COVID-19 has permanently changed the way in which we work, and hybrid working styles will almost certainly remain. The pandemic has forced many employers to switch to a working model that they may never have otherwise fully embraced. According to Accenture, 83% of workers prefer hybrid working. The challenge for HR teams is how to make hybrid working a normal part of the operational model including how to communicate, lead, motivate, and create an inclusive working culture.

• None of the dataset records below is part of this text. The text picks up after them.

PR #1461, opened 2024-05-30
refactor: remove recursion when writing out Auspice JSON

ivan-aksamentov:
Recursion has been overflowing call stack in the web app when very large trees are used.

Let's remove recursion when converting internal graph into Auspice JSON when writing out Auspice JSON tree. 

In this version I convert all nodes in advance, and store them in a map (which may or may not be needed) and then explore the tree using stack-based post-order traversal.

This should provide byte-equal JSONs when compared to the previous, recursive implementation.

### DIFF
--- a/packages/nextclade/src/graph/graph.rs
+++ b/packages/nextclade/src/graph/graph.rs
@@ -12,7 +12,7 @@ use itertools::Itertools;
 use num_traits::Float;
 use schemars::JsonSchema;
 use serde::{Deserialize, Serialize};
-use std::collections::HashMap;
+use std::collections::{BTreeMap, HashMap};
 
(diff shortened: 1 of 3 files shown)


ivan-aksamentov:
This was first discovered when using RSV-A Auspice dataset from 2024-05-27 and example sequences from the official RSV-A Nextclade dataset:

Before:
https://nextclade-git-feat-ref-and-ann-from-tree-json-nextstrain.vercel.app/?dataset-json-url=https://nextstrain.org/rsv/a/F@2024-05-27

After:
https://nextclade-git-refactor-auspice-json-remove-recursion-nextstrain.vercel.app/?dataset-json-url=https://nextstrain.org/rsv/a/F@2024-05-27

PR #1474, opened 2024-06-04
feat: warn when standalone ref and tree ref don't match exactly

ivan-aksamentov:
Following conversation in https://github.com/nextstrain/nextclade/pull/1455#issuecomment-2146589157

Let's add a warning if the reference sequence provided any of the possible ways (fasta in dataset files, through CLI argument, Web URL param, or Web "Customization" interface) does not exactly match (as in string comparison) the `.root_sequence.nuc` in Auspice JSON.

The warning is emitted:

 - CLI: into console
 - Web: into dev console, for every WebWorker "thread" (we don't currently have a good mechanism to display warnings int he app, especially the ones coming from Rust)

The warning message is the following. Please suggest improvements (paste a full quote into reply message or feel free to modify in the code).

<details>
<summary>Click to expand</summary>

> Nextclade detected that reference sequence provided does not exactly match reference (root) sequence in Auspice JSON.
>
> This could be due to one of the reasons:
>
> - Nextclade dataset author provided reference sequence and reference tree that are incompatible
> - The reference tree has been constructed incorrectly
> - The reference sequence provided using `--input-ref` CLI argument is not compatible with the reference tree in the dataset
> - The reference tree provided using `--input-tree` CLI argument is not compatible with the reference sequence in the dataset
> - The reference sequence provided using `&input-ref` parameter in Nextclade Web URL is not compatible with the reference tree in the dataset
> - The reference tree provided using `&input-tree` parameter in Nextclade Web URL is not compatible with the reference sequence in the dataset
>
> This warning signals that there is a potential for failures if the mismatch is not intended.

</details>

### DIFF
--- a/packages/nextclade-cli/src/dataset/dataset_download.rs
+++ b/packages/nextclade-cli/src/dataset/dataset_download.rs
@@ -12,7 +12,7 @@ use nextclade::io::fasta::{read_one_fasta, read_one_fasta_str};
 use nextclade::io::file::create_file_or_stdout;
 use nextclade::io::fs::{ensure_dir, has_extension, read_file_to_string};
 use nextclade::run::nextclade_wasm::{NextcladeParams, NextcladeParamsOptional};
-use nextclade::tree::tree::AuspiceTree;
+use nextclade::tree::tree::{check_ref_seq_mismatch, AuspiceTree};
 use nextclade::utils::fs::list_files_recursive;
 use nextclade::utils::option::OptionMapRefFallible;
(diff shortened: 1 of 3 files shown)


ivan-aksamentov:
Should the warning also explain why the match is important and perhaps link the docs? It's kinda getting long. Not sure if the enumeration of all of the cases is also important here. It's basically a list of ways of how you can get ref and tree into the program.

ivan-aksamentov:
Added the same check during index rebuild in the data repo for our own datasets: https://github.com/nextstrain/nextclade_data/pull/206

HR Trend 3: Employees seeking similar values

According to research by Future Workplace and Blue Beyond Consulting entitled, “Closing the Employee Expectations Gap”, 80% of employees agree that it is important for their employer’s values to align with their own. Nearly three-quarters of respondents to their survey said they expect their employer to be a force for good in society. Given that, according to PwC, 18% of employees in a survey of 2,000 people across a range of sectors said they are “very or extremely likely” to switch to a new employer within the next year, employers will need to do all they can to align with their values with those of prospective employees.

HR Trend 5: Recruitment and retention

With job vacancies at a record high and employers struggling to recruit and retain employees, HR teams and employers will need to re-evaluate their current offering and identify key strategies to retain employees and appeal to potential candidates. A basic benefits package is no longer enough, businesses will need to think about how they can build a strong employer brand to attract and retain talent.

HR Trend 5: The need to upskill HR

Forbes expects to see a growing acknowledgement of the importance of up-skilled HR teams to lead workforce transformation. This is significant because while all too often, HR teams are seen as vital to supporting the business, they often miss out on their own training and development. As Forbes puts it, “The HR and Learning teams have become the cobbler’s children, forgotten and left to their own devices to up-skill themselves”.

How will these trends shape HR?

The five trends outlined above highlight the extent to which the field of HR is evolving, in part due to the recent pandemic, but also new technologies, Brexit, wider cultural changes, and the growing expectation that the overall well-being of staff is no longer optional. As a result, the role of HR experts will become all the more important in coping with and adapting to these emerging trends.